Moonfall
starring Halle Berry, Patrick Wilson, John Bradley, Michael Peña, Charlie Plummer, Kellly Yu and Donald Sutherland
written by Roland Emmerich, Harald Kloser and Spenser Cohen
directed by Roland Emmerich
Rating: ◊◊◊◊◊
A science fiction disaster movie following two former astronauts - Jocinda Fowler and Brian Harper (Halle Berry and Patrick Wilson) - alongside conspiracy theorist K.C. Houseman (John Bradley) - who “megastructure” constructed by aliens, and powered by a captured white dwarf star at its core.
We begin when astronauts Fowler and Harper are in orbit with the space shuttle, repairing a satellite. Then Harper witnesses a mysterious black swarm attacking the space shuttle. Fowler is knocked unconscious and doesn’t witness what Harper sees. After successfully landing the shuttle on earth, NASA blames human error by Harper for the incident. Fowler remains with NASA while Harper becomes embittered in exile.
Ten years later, the moon mysteriously leaves its orbit causing cataclysmic catastrophes on earth. The situation is first detected by conspiracy theorist Houseman, whom nobody believes, of course. To make a long story short, Fowler, Harper and Houseman are sent to the moon. It’s discovered that swarms of intelligent nanotechnology are draining energy from the captured white dwarf inside the moon, thereby causing it to veer off its orbital path. They have to lure the nano swarm away from the moon to be destroyed, allowing the moon to return to its proper orbit.
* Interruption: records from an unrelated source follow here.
PR #1817, opened 2026-07-30
Put the concierge on the site, and make the bar actually render

prakashUXtech:
DEMO-CRITICAL. Stacked on `feat/concierge-knowledge-and-transcripts`
(#1797), so review this diff alone.

## A published site had no concierge on it

I framed a real deployed demo site in a browser. `document.querySelectorAll('script')`
came back **empty**, `window.__PAWBAR__` undefined, head just charset and title.
A site we generate, with a concierge we auto-provision, shipped without it.

Three causes, all confirmed:

1. The bar was embedded ONLY by a snippet the dashboard showed a human to
   copy-paste.
2. That snippet's script URL was `PAW_BAR_CDN_URL`, whose fallback is
   `https://pp.pocketpaw.dev/widget.js` — a host the code comment itself says is
   not provisioned. A pasted snippet would have 404'd.
3. Nothing in the publish path ever wrote the snippet into the built HTML.

So: the loader is now served by the backend at `GET /paw-bar/widget.js`, and a
live publish injects the snippet into every built HTML page when the site earns
one (concierge on, real embed key, a widget for the pocket, an agent bound). The
script URL derives from the API base the site's own capture endpoint already
uses, never a CDN host, so a locally served site gets a working local URL and
there is no second place to keep in sync. Injection is idempotent on a marker
attribute, skipped entirely for a preview publish, and failure-soft — a site
going live matters more than its bar. A live publish also adds the site's OWN
deployed host to its `allowed_origins`, never a wildcard.

## Then the bar rendered as an empty grey box

Worth reading even if you skip the rest, because it is one character and it
would have been very hard to spot on a shoot day.

The bar mounted, sized itself and docked correctly, and showed nothing. The
frame endpoint returned 200 with valid HTML and every asset resolved. Server
side, nothing looked wrong.

A CSP host-source **with no port matches only the scheme's default port**. So
`frame-ancestors 127.0.0.1` refuses to be framed by `http://127.0.0.1:4174`.
`allowed_origins` is normalized to bare hosts, so no entry ever carried a port,
which means **every site served anywhere other than 80 or 443 was unframeable** —
every local, dev and demo deploy, and any customer site on a non-standard port.

Portless entries now emit `host:*`. That is a consistency fix, not a loosening:
the origin gate this CSP mirrors (`site_keys.origin_allowed`) compares hosts and
ignores the port, so any port on an allowed host was already accepted for chat.
The CSP was the stricter of the two. Explicit ports are honored as written and
the header-injection guard is untouched.

Four assertions pinned the old string, including the owner preview frame's. The
real dashboard origin carries a port, which is why the owner preview kept
working while the public bar never did.

## Verified in a browser, not only in tests

After the fix, on a real published site: the glass bar renders docked
center-bottom with its live dot and input, and a chat from the site's own origin
returns a properly grounded answer — real hours, the after-hours fee, the
service email, all from the site's own pages.

## Tests

636 passing across the sites, frame, widget-loader, concierge chat, settings,
admin aggregation and site-key suites. `ruff check`, `ruff format --check` and
both import-linter configs green.

## One thing to know before shooting

The bar and the API must be same-scheme as the page. A site on HTTPS
`workers.dev` cannot load an HTTP localhost loader or reach an HTTP localhost
API — the browser blocks both as mixed content. Shoot the local publish, or
provision public hosting for the loader and the API.

### DIFF
--- a/ee/pocketpaw_ee/paw_bar/agent_provisioning.py
+++ b/ee/pocketpaw_ee/paw_bar/agent_provisioning.py
@@ -1,6 +1,16 @@
 # ee/pocketpaw_ee/paw_bar/agent_provisioning.py — auto-provision a DEDICATED
 # concierge agent per Paw Site.
 #
+# Updated 2026-07-30 (feat/paw-bar-autoembed): extracted ``site_widget(pocket_id,
+# workspace_id)`` — the "which paw-bar widget belongs to this site's pocket"
+# lookup that ``provision_on_concierge_enable`` used to do inline. The publish
+# path now needs the SAME answer (to decide whether a site has earned an embedded
+# concierge bar and which widget id to put in the snippet), and two copies of a
+# tenancy-scoped lookup is exactly the kind of pair that drifts apart. Behaviour is
+# unchanged: the same workspace-scoped ``list_widgets(limit=1)``, the same
+# empty-pocket_id guard that keeps a blank pocket from widening the query onto a
+# sibling's widget.
+#
 # Created 2026-07-23 (feat/site-dedicated-agent): every site's concierge is
 # answered by an agent that exists FOR that site — never a shared/universal
 # agent. ``ensure_site_agent(site, widget)`` is idempotent: a widget already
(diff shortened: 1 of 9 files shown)


prakashUXtech:

PR #1818, opened 2026-07-30
Paw Bar: email the decision to visitors who leave the page

prakashUXtech:
## What this closes

The decision loop had an on-page half only. A visitor asks something that needs the owner's call, the widget polls for the answer - and the moment they close the tab, the owner's decision goes nowhere. This adds the async half: the visitor can leave an email while the request is pending, and when the owner approves or declines, they get one email with the same reply the poll would have shown.

## Endpoint contract (for the widget team)

`POST /paw-bar/decision-contact`

Body:
```json
{
  "widget_id": "pp_...",
  "signed_key": "<Site.signed_key>",
  "customer_ref": "<anonymous visitor handle>",
  "email": "visitor@example.com"
}
```

Responses:
- `200` -> `{"ok": true, "attached": N}` (N = pending decision rows stamped; 0 is still ok)
- `404` unknown widget
- `429` rate limit (same limiter as chat; contact posts also count toward it)
- `401` bad/unknown/revoked embed key
- `403` disallowed origin, or widget not bound to the key's workspace/pocket
- `400` malformed `customer_ref`
- `422` `invalid_email` (RFC-ish syntax check, 254-char cap)

Gate order mirrors `/paw-bar/chat` via the shared `_front_gate_for_key`. The email is validated after authentication so refusal shapes stay fail-closed-first.

## How delivery works

`deliver_customer_decision` reads the row's prior state before flipping it. If the flip is a real PENDING -> decided transition and the row carries a `contact_email`, it sends exactly one email: subject `Update from <site name>`, body = the customer-facing reply (the operator's edited wording on approve, the decline reason on reject). A re-delivered approval (retry, sweep) finds the transition already spent and does not send again.

## Email transport

Nothing system-owned existed (the Gmail client is user-scoped OAuth), so this adds a deliberately small SMTP sender used only by this path: `POCKETPAW_SMTP_HOST` / `PORT` / `USER` / `PASSWORD` / `FROM`, STARTTLS on by default. Fail-soft by contract - no transport or a send failure logs a warning and returns; the approve/reject response and the on-page poll are never affected.

## PII posture

The address lives only on the `DecisionStatus` row (additive SQLite migration, same pattern as `workspace_id`). It never enters the Instinct proposal, the agent's context, the KB, transcripts, or the event log, and no public read returns it - the decision poll omits it by shape. The invariant is documented at the field definition.

## Tests

25 new in `tests/cloud/test_paw_bar_decision_contact.py`: every gate's refusal shape, attach stamps pending rows only (scoped per workspace and per visitor), the poll never carries the address, a stubbed sender proves one email on approve and on reject with no resend on replay, the real mailer's no-transport and send-error paths, and the legacy-DB column migration. Full paw-bar set: 293 green. Both import-linter configs kept.

Docs: `docs/concepts/concierge-knowledge.mdx` gains a "When the visitor leaves the page" section.

### DIFF
--- a/docs/concepts/concierge-knowledge.mdx
+++ b/docs/concepts/concierge-knowledge.mdx
@@ -134,3 +134,26 @@ decision about whether the site keeps a record of its visitors, not two.
 
 If the record cannot be read for any reason, the concierge answers without memory
 rather than failing the visitor's chat.
+
+## When the visitor leaves the page
+
+Some requests need a human decision, and humans take longer than a browser tab
+stays open. While a request is pending, the visitor can leave an email address
+(`POST /paw-bar/decision-contact`, guarded by the same key, origin and rate
+gates as the chat itself). When the owner approves or declines, the visitor is
+sent one email carrying exactly the reply the on-page poll would have shown —
+no more, no less — with a subject that names the site.
+
+The address is handled as narrowly as possible:
+
+- It is stored **only** on the pending decision rows it was left for. It never
+  enters the agent's context, the knowledge base, transcripts, or the proposal
+  the owner reviews, and no public endpoint ever returns it — the decision poll
+  response does not carry it.
+- One decision, one email. An approval that is re-delivered later (a retry, a
+  sweep) does not send again.
+- Email is best-effort on top of the poll, never instead of it. If no SMTP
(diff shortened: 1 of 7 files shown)


prakashUXtech:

There is sufficient talent in this movie to make it great. But instead, it was an atrocious load of boring rubbish! Mostly bad due to bad writing, I think. Too many writers on this project! The effects were okay, and Emmerich is a very reputable director. Filmed in Montreal, Canada, with a large budget, it underperformed at the box office and for good reasons. 1) it was released during a global infectious disease pandemic, and 2) it’s crap!
The threat of out-of-control computers, Artificial Intelligence and nanotechnology are a familiar plot. I just wish it wasn’t such an obvious and transparent reflection of contemporary pop-culture fascination and phobia. The evils/dangers of technology thing is a fetish.
I was very interested to see brand placement in the film - Kaspersky anti-virus computer software. I recognized it because I have used Kaspersky in the past. I figured a lot of people wouldn’t see it and recognize it, so I felt quite proud of myself.